Problem details:
The line containing "[fb-package] Usability improvements" and every line after it through the end of the records: return those exactly, and nothing more.

Material supplied:
PR #908, opened 2021-03-12
Stop sending slack messages directly from Sircal

benjaminysmith:
Remove the slack channel from the sircal config since we are alerting through ELK monitoring.


krivard (approved):
lgtm; just for my future self's sanity here's the guard that makes this effective

https://github.com/benjaminysmith/covidcast-indicators/blob/a8ed4a193e7a4db4a74e11c63444733cd3de9f74/sir_complainsalot/delphi_sir_complainsalot/run.py#L31

PR #914, opened 2021-03-12
Add NAN code support to CDC CovidNet

dshemetov:
### Description
Work as part #838. 

### Changelog
- Add three missingness columns, default to not applicable for "sample_size" and "stderr" columns
- Code nan values in "val" column as unknown for now

### Fixes 
- Partially addresses  #838


dshemetov:
@kyminbb oh, never mind on the review, looks like we don't publish this indicator.

dshemetov:

PR #916, opened 2021-03-12
Change CAN export dir to dashes instead of underscores

chinandrew:
### Description
Dashes are consistent with the rest of the sources.

### Changelog
- Update ansible params.json to use receiving folder with dashes.


krivard (approved):
👍

PR #917, opened 2021-03-12
[fb-package] Improvements in speed and clarity to contingency pipeline

nmdefries:
### Description
Decrease memory usage by filtering out low-sample size groups before aggregations are produced.

### Changelog
- Create megacounties and for all geolevels drop too-small groups *before* aggregation step. Reduces resource use when spawning threads.
- Replaces bracket filtering with `dplyr::filter` for speed and intuitive handling of `NA`s


nmdefries:
Changes originally introduced here were separated out into #952 and #934 for shorter and more focused PRs.

PR #926, opened 2021-03-16
Add slack channel back again

benjaminysmith:
This is a temporary fix to get logging back for ELK. Proper fix will decouple from the slack channel.

### Fixes 
- Temp fix for #925


krivard (approved):
👍

PR #928, opened 2021-03-16
[fb-survey] Support new wording of V4a "local health" item

nmdefries:
### Description
Create new indicator for changed wording of V4a subitem 2.

### Fixes
In Wave 8, the subitem was switched from asking about "Local health workers" to "Doctors and other health professionals you go to for medical care". This resulted in a sharp increase in reported trust that is misleading when the new and old versions are reported under the same signal name.

### Impact
@krivard We will need to reissue survey data going back to Feb 8, the Wave 8 release date, to incorporate this change.


capnrefsmmat (approved):
looks good

Issue #868, opened 2021-02-25
Add GitHub workflow for survey indicator unit tests


capnrefsmmat:
It'd be good to run the survey indicator unit tests in CI so we don't break it, since it's... easy to break. The tests are pretty slow to run, though, so we may need to either make them faster or change something about how the testing works so they're practical to run on CI.

A similar workflow for the covidcast R package: https://github.com/cmu-delphi/covidcast/blob/main/.github/workflows/r_covidcast_ci.yml

nmdefries Assigning to you, but I think this is a longer-term goal, so you can think about it once you have the current data demands out of the way

nmdefries:
#1081 (and some followups) adds unit tests to CI. These test individual functions and don't rely on running the actual data generation, which is the slow part. Integration tests, which check validity of data generation output, were excluded from CI due to long set-up time. For reference, tests take ~15 min to run in GitHub Actions. About 2 minutes of that is on unit tests and 13 minutes on integration tests.

Without changing the integration tests themselves, it seems like the only way to feasibly run them in CI is to do so only when the survey code has changed.

krivard:
Two ways to do that:
* action workflows can be configured to run only when a path has been modified; see [the delphi_utils one for an example](https://github.com/cmu-delphi/covidcast-indicators/blob/48c1ca058faeb5881493487dcb6405ffe9f527ce/.github/workflows/release-delphi-utils.yml#L3-L9). this may run them more often than we'd like.
* set up a special branch that we PR into to stage survey code changes, and have a workflow that runs only when that branch is modified. we'd have to remember to use that branch whenever we want the integrations to run, but it would let us make unrelated changes in the survey tree without the 15 minute penalty.

PR #930, opened 2021-03-16
[fb-survey] Support new wording of V4a "local health" item followup

nmdefries:
Forgot supporting wave variable in #928.


capnrefsmmat (approved):
aha, another reason to add CI in #868

PR #932, opened 2021-03-17
[Draft] Combo indicators bug fix

### LINKED ISSUE #921: Combo cases/deaths reporting nonsensical values
Combo cases is having some serious trouble. Here is a plot of nation data:

image

At first I thought this was a problem with switching the queries from default versioning (as_of=today) to a limited issue range (from "last update day minus a week" to "today"). Switching to a limited issue range was necessary to reduce the load on the API server pool and cut down on 502 errors, which it did.. However, any region that updated more than once during the issue range would have >1 row in the result, since the API returns all issues requested. I fixed that in #910/#918 by dropping all but the most recent issue for each date+region, but that didn't resolve the behavior depicted in the plot above.

My new hypothesis is that when we aggregate up geographically, the only regions in the df are the ones that were changed. If this is indeed what's happening, then we should do something like this to make sure we're getting a fully-populated map for all updated dates:

```
changes = covidcast.signal(..., issues=issue_range)
changed_dates = changes.time_value.unique()
query_date_pairs = date_list_to_start_end_pairs(changed_dates)
dfs = []
for start,end in query_date_pairs:
  dfs.append(covidcast.signal(..., start_day=start, end_day=end))
df = pandas.concat(dfs)
```

which is, yknow, pretty gross, but I'm not sure what else to do. 

and then we'll have to figure out how to handle the 7dav signals...

dshemetov:
### Description
Fix #921.

### Changelog
Implements @krivard's suggestion
```
changes = covidcast.signal(..., issues=issue_range)
changed_dates = changes.time_value.unique()
query_date_pairs = date_list_to_start_end_pairs(changed_dates)
dfs = []
for start,end in query_date_pairs:
  dfs.append(covidcast.signal(..., start_day=start, end_day=end))
df = pandas.concat(dfs)
```
The way lag is handled needs to be fixed (currently being totaled by geo aggregation).

### Fixes 
Fix #921.

### DIFF
--- a/combo_cases_and_deaths/delphi_combo_cases_and_deaths/run.py
+++ b/combo_cases_and_deaths/delphi_combo_cases_and_deaths/run.py
@@ -14,6 +14,7 @@ import time
 
 import covidcast
 import pandas as pd
+from numpy import timedelta64
 
 from delphi_utils import add_prefix, get_structured_logger
 from delphi_utils.geomap import GeoMapper
@@ -86,15 +87,49 @@ def compute_special_geo_dfs(df, signal, geo):
     return df
 
 
-def combine_usafacts_and_jhu(signal, geo, date_range, issue_range=None, fetcher=covidcast.signal):
-    """Add rows for PR from JHU signals to USA-FACTS signals.
+def merge_dfs_by_geos(usafacts_df, jhu_df, geo_to_fetch):
+    """Combines the queried usafacts and jhu dataframes based on the geo type."""
+    # State level
+    if geo_to_fetch == 'state':
+        combined_df = maybe_append(
+            usafacts_df,
+            jhu_df if jhu_df is None else jhu_df[jhu_df["geo_value"] == 'pr']) # add territories
+    # County level
+    elif geo_to_fetch == 'county':
+        combined_df = maybe_append(
+            usafacts_df,
+            jhu_df if jhu_df is None else jhu_df[jhu_df["geo_value"].str.startswith("72")])
+    # For MSA and HRR level, they are the same
+    elif geo_to_fetch == 'msa':
+        # df = GMPR._load_crosswalk("fips", "msa")
+        # puerto_rico_fips = ["72" + str(i).zfill(3) for i in range(999)]
+        # puerto_rico_msas = df[df["fips"].isin(puerto_rico_fips)]["msa"].unique()
+        puerto_rico_msas = [
+            '10380',
+            '11640',
+            '25020',
+            '32420',
+            '38660',
+            '41900',
+            '41980',
+            '49500'
+        ]
+        combined_df = maybe_append(
+            usafacts_df,
+            jhu_df if jhu_df is None else jhu_df[jhu_df["geo_value"].isin(puerto_rico_msas)])
+    else:
+        combined_df = usafacts_df
+    combined_df.rename(COLUMN_MAPPING, axis=1, inplace=True)
 
-    For hhs and nation, fetch the county `num` data so we can compute the proportions correctly
-    and after combining JHU and USAFacts and mapping to the desired geos.
-    """
+    return combined_df
+
+
+def get_updated_dates(signal, geo, date_range, issue_range=None, fetcher=covidcast.signal):
+    """Return the unique dates of the values that were updated in a given issue range in a geo."""
     is_special_geo = geo in ["hhs", "nation"]
     geo_to_fetch = "county" if is_special_geo else geo
     signal_to_fetch = signal.replace("_prop", "_num") if is_special_geo else signal
+
     usafacts_df = fetcher(
         "usa-facts", signal_to_fetch,
         date_range[0], date_range[1],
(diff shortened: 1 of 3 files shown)


combo_cases_and_deaths/delphi_combo_cases_and_deaths/run.py
```diff
@@ -86,15 +86,49 @@ def compute_special_geo_dfs(df, signal, geo):
...
+        puerto_rico_msas = [
+            '10380',
+            '11640',
+            '25020',
+            '32420',
+            '38660',
+            '41900',
+            '41980',
+            '49500'
+        ]
```
krivard, line 115: what's going on here? i'm not super hyped about hard-coded MSAs, since if we ever need to fix them in the geo utils then we'll have to remember to fix them here too

krivard: (would it be easier/faster/clearer to have GMPR just add a fips column to the msa data, then filter by fips?)

combo_cases_and_deaths/delphi_combo_cases_and_deaths/run.py
```diff
@@ -107,25 +141,56 @@ def combine_usafacts_and_jhu(signal, geo, date_range, issue_range=None, fetcher=
...
+    return unique_dates
+
+
+def combine_usafacts_and_jhu(signal, geo, date_range, issue_range=None, fetcher=covidcast.signal):
+    """Add rows for PR from JHU signals to USA-FACTS signals.
+
+    For hhs and nation, fetch the county `num` data so we can compute the proportions correctly
+    and after combining JHU and USAFacts and mapping to the desired geos.
+    """
+    is_special_geo = geo in ["hhs", "nation"]
```
krivard, line 161: this occurs at least twice; probably time to put it into a function

combo_cases_and_deaths/delphi_combo_cases_and_deaths/run.py
```diff
@@ -107,25 +141,56 @@ def combine_usafacts_and_jhu(signal, geo, date_range, issue_range=None, fetcher=
...
+    geo_to_fetch = "county" if is_special_geo else geo
+    signal_to_fetch = signal.replace("_prop", "_num") if is_special_geo else signal
+
+    unique_dates = get_updated_dates(signal, geo, date_range, issue_range, fetcher)
+    # This occurs if the usafacts ~and the jhu query were empty
+    if unique_dates is None:
         return pd.DataFrame({}, columns=COLUMN_MAPPING.values())
+    # Requery each date with as_of=today, so that every geo is represented
+    query_date_pairs = [(date, date) for date in unique_dates]
```
krivard, line 170: this is probably fine but we should check the running time; worst case scenario this would generate 365 calls to fetcher instead of 1 if all dates in the past year were touched by some issue

combo_cases_and_deaths/delphi_combo_cases_and_deaths/run.py
```diff
@@ -107,25 +141,56 @@ def combine_usafacts_and_jhu(signal, geo, date_range, issue_range=None, fetcher=
...
+            start, end,
+            geo_to_fetch,
+        )
+        jhu_df = fetcher(
+            "jhu-csse", signal_to_fetch,
+            start, end,
+            geo_to_fetch,
+        )
+        dfs.append(merge_dfs_by_geos(usafacts_df, jhu_df, geo_to_fetch))
+    # Always non-empty, since the dates were already present in at least on query
```
krivard, line 184: 💯

combo_cases_and_deaths/tests/test_run.py
```diff
@@ -47,38 +48,51 @@ def test_unstable_sources(mock_covidcast_signal):
...
+        elif geo == "msa":
+            geo_val = "10580"
+        else:
+            geo_val = "36001"
         return pd.DataFrame(
-            [(date.fromordinal(c[0]),"ny" if geo == "state" else "36000",1,1,1)],
+            [(date.fromordinal(c[0]),geo_val,1,1,1)],
             columns="time_value geo_value value stderr sample_size".split())
     def make_mock(geo):
+        # The first two in each row provide the date for the query of the latter two
```
krivard, line 72: 💯

combo_cases_and_deaths/delphi_combo_cases_and_deaths/run.py
dshemetov: yea, so GMPR doesn't have ways to go from msas to fips. i hardcoded these because the alternative was to use a private function in gmpr (commented code). not sure which of the two we'd rather have

krivard: oh shoot, we'd need the weights to invert it wouldn't we.

I think I prefer the private function, but you shouldn't need to generate all 999 PR fips codes, just filter by fips.startswith("72")

combo_cases_and_deaths/delphi_combo_cases_and_deaths/run.py
dshemetov: ah, looks like i didn't actually need it the second time.

combo_cases_and_deaths/delphi_combo_cases_and_deaths/run.py
dshemetov: the runtime is definitely a concern. I will test something like 100 calls to fetcher for 100 separate dates vs 1 call to fetcher for a range of 100 dates.

krivard: (it will matter what geo you use there -- fetcher will automatically split county queries into one API call per day, but it bundles state/hhs/nation queries in bigger batches)

dshemetov: oof, ok so the new method of calling fetcher once for each date seems to be 10x slower than just calling a whole range. for both state and county geos. the performance gap shrinks a little when there's sparsity in `unique_dates`, but even for `date_range = pd.date_range("2020-08-1", "2021-03-1", freq='W')`, fetching the whole range in a single call is ~4 times faster than querying those individual days.

so i think it makes more sense to do a single fetch call to `unique_dates.min(), unique_dates.max()` instead.

combo_cases_and_deaths/delphi_combo_cases_and_deaths/run.py
dshemetov: yea, the weights would be tricky since fips -> msa is an incomplete mapping (not defined for all fips).

got it, good call on `startswith`

krivard (approved):
Looks good!

krivard:
Is this still draft or ready to merge?

dshemetov:
Let me double check and run this PR on the past 2 months and make sure the numbers look reasonable.

dshemetov:
The error reported (nation):
image

Same data in the new PR:
image

I added a new param called `issue_days` so that we can choose how far back in the issues we should look for a date range. This should help if we want to reissue values older than a week, which we'll probably have to judging by the first plot here (the default is still 7 though).

dshemetov:
Should be good to go.

krivard:
Can you paste the params.json you used to generate the plot above? For some reason prod is producing the same tiny numbers as before.

krivard:
Never mind, I'm looking at `prop` instead of `num`

PR #934, opened 2021-03-17
[fb-package] Usability improvements + fix to hesitant_and_* vars

nmdefries:
### Description
General usability improvements to contingency pipeline. Decrease memory usage. Improve clarity and conciseness. Fix some variable definitions (will need to reissue Box tables).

Expected answer:
[fb-package] Usability improvements + fix to hesitant_and_* vars

nmdefries:
### Description
General usability improvements to contingency pipeline. Decrease memory usage. Improve clarity and conciseness. Fix some variable definitions (will need to reissue Box tables).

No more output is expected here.